__Assigned task__.
From the records below, please return each line that holds the word "could".

Start of Block

PR #1235, opened 2018-12-07
WIP Use apache thrift bytes pool to share dbnode server's bytes pool

robskillington:
Need to measure performance impact.


robskillington:
The performance of this was really really bad, abandoning.

PR #1240, opened 2018-12-11
Log ingest error

cw9:
Log the m3db write error in ingester for debugging

### DIFF
--- a/src/cmd/services/m3coordinator/ingest/ingest.go
+++ b/src/cmd/services/m3coordinator/ingest/ingest.go
@@ -22,6 +22,7 @@ package ingest
 
 import (
 	"context"
+	"math/rand"
 	"time"
 
 	"github.com/m3db/m3/src/cmd/services/m3coordinator/server/m3msg"
@@ -34,6 +35,7 @@ import (
 	"github.com/m3db/m3/src/x/serialize"
 	xerrors "github.com/m3db/m3x/errors"
 	"github.com/m3db/m3x/instrument"
+	"github.com/m3db/m3x/log"
 	"github.com/m3db/m3x/pool"
 	"github.com/m3db/m3x/retry"
 	xsync "github.com/m3db/m3x/sync"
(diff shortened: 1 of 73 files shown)


src/cmd/services/m3coordinator/ingest/ingest.go
```diff
@@ -136,11 +143,18 @@ type ingestOp struct {
...
+	return rand.Float32() < op.logSampleRate
+}
+
 func (op *ingestOp) ingest() {
 	if err := op.resetWriteQuery(); err != nil {
 		op.m.ingestError.Inc(1)
 		op.callback.Callback(m3msg.OnRetriableError)
 		op.p.Put(op)
+		if op.shouldLog() {
+			op.logger.Infof("could not reset ingest op, %v", err)
```
robskillington: Maybe `.Errorf`?

src/cmd/services/m3coordinator/ingest/ingest.go
```diff
@@ -151,6 +165,9 @@ func (op *ingestOp) ingest() {
 		}
 		op.m.ingestError.Inc(1)
 		op.p.Put(op)
+		if op.shouldLog() {
+			op.logger.Infof("could not write ingest op, %v", err)
```
robskillington: Maybe `.Errorf`?

src/cmd/services/m3coordinator/ingest/ingest.go
```diff
@@ -119,13 +124,15 @@ func (i *Ingester) Ingest(
...
-	m         ingestMetrics
-	attemptFn retry.Fn
-	ingestFn  func()
+	s             storage.Appender
+	r             retry.Retrier
+	it            id.SortedTagIterator
+	p             pool.ObjectPool
+	m             ingestMetrics
+	logger        log.Logger
+	logSampleRate float32
```
robskillington: You might want to use an atomic int so that the very first error always comes out?

i.e. 
```go
import "github.com/uber-go/atomic"

type thing struct {
  logEvery int32
  numLogs *atomic.Int32
}

func newThing(sampleRate float64) *thing {
	return &thing{numLogs: atomic.NewInt32(0), logEvery: int32(float64(1.0/sampleRate)}
}

func (t *thing) shouldLog() bool {
	return t.numLogs.Inc(1)-1%t.logEvery
}
```

PR #1244, opened 2018-12-15
Add M3QL support to native prom read handler

benraskin92:


src/query/api/v1/handler/prometheus/native/common.go
```diff
@@ -312,3 +311,47 @@ func renderResultsInstantaneousJSON(
...
+		for i := 0; i < s.Len(); i++ {
+			dp := s.Values().DatapointAt(i)
+			jw.BeginArray()
+			jw.WriteFloat64(dp.Value)
+			jw.WriteInt(int(dp.Timestamp.Unix()))
+			jw.EndArray()
+		}
+		jw.EndArray()
+
+		jw.BeginObjectField("step_size_ms")
```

End of Block

__Response__.
+			op.logger.Infof("could not reset ingest op, %v", err)
+			op.logger.Infof("could not write ingest op, %v", err)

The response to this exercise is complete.